PR #3141, opened 2020-11-30
fuse: Properly set uid/gid for directories

### LINKED ISSUE #2563: Wrong Permissions when restoring backup

MichaelEischer:
In #2584 the uid/gid of a directory was changed to use the uid/gid of the root node. This
would be okay for the top-level directory of a snapshot, however, this
change also applied to normal directories within a snapshot. This
change reverts the problematic part and adds a test that directory
attributes are represented correctly.

I'm not entirely sure that the top-level node of a snapshot has a reasonable uid/gid set, but it should work as this simply reverts to the old behavior.

See https://github.com/restic/restic/issues/2563#issuecomment-731863302 .
Fixes #2563.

DIRECTIONS:
Whatever is in the entries above, write it out exactly.

EXPECTED ANSWER:
PR #3141, opened 2020-11-30
fuse: Properly set uid/gid for directories

### LINKED ISSUE #2563: Wrong Permissions when restoring backup

MichaelEischer:
In #2584 the uid/gid of a directory was changed to use the uid/gid of the root node. This
would be okay for the top-level directory of a snapshot, however, this
change also applied to normal directories within a snapshot. This
change reverts the problematic part and adds a test that directory
attributes are represented correctly.

I'm not entirely sure that the top-level node of a snapshot has a reasonable uid/gid set, but it should work as this simply reverts to the old behavior.

See https://github.com/restic/restic/issues/2563#issuecomment-731863302 .
Fixes #2563.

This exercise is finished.